==== Data for this task

PR #1060, opened 2023-09-14
Changed Python plugin example to be more portable

edhowland:
…This PR will ssolve Issue 1059. Change Python example in Plugins chapter shebang line to be more portable.


sholderbach:
Thanks @edhowland!

PR #1062, opened 2023-09-18
DE translation for hooks and background_tasks

petrisch:


hustcer:
Thanks, let's land it

PR #1065, opened 2023-09-19
Fix formatting in `de/book/hooks`

sholderbach:


petrisch:
@sholderbach thanks for the fix! 🥳

PR #1067, opened 2023-09-19
Fix Rust example in contributor-book/plugins.md that does not compile in recent Nushell versions

edhowland:
Changes the Rust example in the file:
contributor-book/plugins.md
to compile with recent versions of Nushell.
Issue number 1066      details the history of thechanges that caused the example
in the web page to no longer compile.
This PR modifies './src/main.rs' around lines 16 and 17 to use the new 
'input_output_type' instead of the previous separate 'input_type', and
'output_type' functions in the nu-protocol crate.
Fixes ./src/main.rs in the example to be:

```rust
            .input_output_type(Type::String, Type::Int)
```

Also changes the sample Cargo.toml to pin the 'nu-plugin' and 'nu-protocol'
crates to 0.84.0:

```toml
[dependencies]
nu-plugin = "0.84.0" # These version numbers may differ
nu-protocol = "0.84.0"
```


contributor-book/plugins.md
```diff
@@ -44,8 +44,8 @@ version = "0.1.0"
 edition = "2021"
 
 [dependencies]
-nu-plugin = "0.80.0" # These version numbers may differ
-nu-protocol = "0.80.0"
+nu-plugin = "0.84.0" # These version numbers may differ
+nu-protocol = "0.84.0"
```
amtoine, line 48: maybe we can just wait for tomorrow to bump this to `0.85.0` directly?

edhowland: Bumped nu-plugin and nu-protocol dependant crates in sample Cargo.toml to version 0.85.0 each.

fdncred (approved):
Looks good @edhowland. Thanks.

PR #1074, opened 2023-09-22
Add information on transient prompt

ysthakur:
Since [this PR](https://github.com/nushell/nushell/pull/10391) to add transient prompts to Nushell was merged, this PR adds some docs on how to use the newly added environment variables to the website.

========

**What to work on**:
The whole listing, restated word for word, is the expected answer.

**Exercise solution**:
PR #1060, opened 2023-09-14
Changed Python plugin example to be more portable

edhowland:
…This PR will ssolve Issue 1059. Change Python example in Plugins chapter shebang line to be more portable.


sholderbach:
Thanks @edhowland!

PR #1062, opened 2023-09-18
DE translation for hooks and background_tasks

petrisch:


hustcer:
Thanks, let's land it

PR #1065, opened 2023-09-19
Fix formatting in `de/book/hooks`

sholderbach:


petrisch:
@sholderbach thanks for the fix! 🥳

PR #1067, opened 2023-09-19
Fix Rust example in contributor-book/plugins.md that does not compile in recent Nushell versions

edhowland:
Changes the Rust example in the file:
contributor-book/plugins.md
to compile with recent versions of Nushell.
Issue number 1066      details the history of thechanges that caused the example
in the web page to no longer compile.
This PR modifies './src/main.rs' around lines 16 and 17 to use the new 
'input_output_type' instead of the previous separate 'input_type', and
'output_type' functions in the nu-protocol crate.
Fixes ./src/main.rs in the example to be:

```rust
            .input_output_type(Type::String, Type::Int)
```

Also changes the sample Cargo.toml to pin the 'nu-plugin' and 'nu-protocol'
crates to 0.84.0:

```toml
[dependencies]
nu-plugin = "0.84.0" # These version numbers may differ
nu-protocol = "0.84.0"
```


contributor-book/plugins.md
```diff
@@ -44,8 +44,8 @@ version = "0.1.0"
 edition = "2021"
 
 [dependencies]
-nu-plugin = "0.80.0" # These version numbers may differ
-nu-protocol = "0.80.0"
+nu-plugin = "0.84.0" # These version numbers may differ
+nu-protocol = "0.84.0"
```
amtoine, line 48: maybe we can just wait for tomorrow to bump this to `0.85.0` directly?

edhowland: Bumped nu-plugin and nu-protocol dependant crates in sample Cargo.toml to version 0.85.0 each.

fdncred (approved):
Looks good @edhowland. Thanks.

PR #1074, opened 2023-09-22
Add information on transient prompt

ysthakur:
Since [this PR](https://github.com/nushell/nushell/pull/10391) to add transient prompts to Nushell was merged, this PR adds some docs on how to use the newly added environment variables to the website.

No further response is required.